Required action -
All of the entries are to be written out again verbatim.

Data section -
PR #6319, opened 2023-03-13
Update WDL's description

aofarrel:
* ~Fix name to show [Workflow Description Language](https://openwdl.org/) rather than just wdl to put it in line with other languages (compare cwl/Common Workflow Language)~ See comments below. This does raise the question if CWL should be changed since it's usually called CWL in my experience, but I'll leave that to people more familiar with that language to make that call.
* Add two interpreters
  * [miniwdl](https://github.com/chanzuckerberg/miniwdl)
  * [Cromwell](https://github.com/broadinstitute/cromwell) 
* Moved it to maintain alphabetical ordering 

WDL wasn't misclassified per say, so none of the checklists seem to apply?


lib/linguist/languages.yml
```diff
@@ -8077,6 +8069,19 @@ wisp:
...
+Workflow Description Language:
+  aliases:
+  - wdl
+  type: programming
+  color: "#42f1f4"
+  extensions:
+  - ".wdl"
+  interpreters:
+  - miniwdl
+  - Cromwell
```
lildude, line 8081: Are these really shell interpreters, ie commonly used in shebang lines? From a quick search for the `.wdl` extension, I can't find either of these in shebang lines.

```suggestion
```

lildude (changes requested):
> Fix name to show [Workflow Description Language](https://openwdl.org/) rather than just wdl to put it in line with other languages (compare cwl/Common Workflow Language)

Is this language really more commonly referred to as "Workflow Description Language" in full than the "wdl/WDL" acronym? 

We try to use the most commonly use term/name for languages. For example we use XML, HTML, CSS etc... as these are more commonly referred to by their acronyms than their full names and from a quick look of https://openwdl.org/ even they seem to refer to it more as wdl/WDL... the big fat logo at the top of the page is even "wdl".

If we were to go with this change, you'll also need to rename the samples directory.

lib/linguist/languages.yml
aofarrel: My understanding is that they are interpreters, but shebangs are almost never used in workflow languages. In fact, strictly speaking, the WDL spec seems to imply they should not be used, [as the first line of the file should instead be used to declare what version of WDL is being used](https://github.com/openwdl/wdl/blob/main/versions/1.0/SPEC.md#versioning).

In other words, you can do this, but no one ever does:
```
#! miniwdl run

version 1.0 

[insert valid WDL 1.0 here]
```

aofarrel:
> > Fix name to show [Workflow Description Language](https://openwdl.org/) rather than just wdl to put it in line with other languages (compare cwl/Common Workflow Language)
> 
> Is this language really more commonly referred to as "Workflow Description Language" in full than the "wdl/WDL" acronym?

Answer space -
PR #6319, opened 2023-03-13
Update WDL's description

aofarrel:
* ~Fix name to show [Workflow Description Language](https://openwdl.org/) rather than just wdl to put it in line with other languages (compare cwl/Common Workflow Language)~ See comments below. This does raise the question if CWL should be changed since it's usually called CWL in my experience, but I'll leave that to people more familiar with that language to make that call.
* Add two interpreters
  * [miniwdl](https://github.com/chanzuckerberg/miniwdl)
  * [Cromwell](https://github.com/broadinstitute/cromwell) 
* Moved it to maintain alphabetical ordering 

WDL wasn't misclassified per say, so none of the checklists seem to apply?


lib/linguist/languages.yml
```diff
@@ -8077,6 +8069,19 @@ wisp:
...
+Workflow Description Language:
+  aliases:
+  - wdl
+  type: programming
+  color: "#42f1f4"
+  extensions:
+  - ".wdl"
+  interpreters:
+  - miniwdl
+  - Cromwell
```
lildude, line 8081: Are these really shell interpreters, ie commonly used in shebang lines? From a quick search for the `.wdl` extension, I can't find either of these in shebang lines.

```suggestion
```

lildude (changes requested):
> Fix name to show [Workflow Description Language](https://openwdl.org/) rather than just wdl to put it in line with other languages (compare cwl/Common Workflow Language)

Is this language really more commonly referred to as "Workflow Description Language" in full than the "wdl/WDL" acronym? 

We try to use the most commonly use term/name for languages. For example we use XML, HTML, CSS etc... as these are more commonly referred to by their acronyms than their full names and from a quick look of https://openwdl.org/ even they seem to refer to it more as wdl/WDL... the big fat logo at the top of the page is even "wdl".

If we were to go with this change, you'll also need to rename the samples directory.

lib/linguist/languages.yml
aofarrel: My understanding is that they are interpreters, but shebangs are almost never used in workflow languages. In fact, strictly speaking, the WDL spec seems to imply they should not be used, [as the first line of the file should instead be used to declare what version of WDL is being used](https://github.com/openwdl/wdl/blob/main/versions/1.0/SPEC.md#versioning).

In other words, you can do this, but no one ever does:
```
#! miniwdl run

version 1.0 

[insert valid WDL 1.0 here]
```

aofarrel:
> > Fix name to show [Workflow Description Language](https://openwdl.org/) rather than just wdl to put it in line with other languages (compare cwl/Common Workflow Language)
> 
> Is this language really more commonly referred to as "Workflow Description Language" in full than the "wdl/WDL" acronym?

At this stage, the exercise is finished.